===== Dataset content =====

PR #21, opened 2016-05-13
Clean-up + conf to properties

janvanmansum:


pom.xml
```diff
@@ -116,6 +120,10 @@
     <build>
         <plugins>
             <plugin>
+                <groupId>org.jfrog.buildinfo</groupId>
```
rvanheest, line 132: What is this plugin all about?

=====

Every record should be output precisely as it was given.

PR #21, opened 2016-05-13
Clean-up + conf to properties

janvanmansum:


pom.xml
```diff
@@ -116,6 +120,10 @@
     <build>
         <plugins>
             <plugin>
+                <groupId>org.jfrog.buildinfo</groupId>
```
rvanheest, line 132: What is this plugin all about?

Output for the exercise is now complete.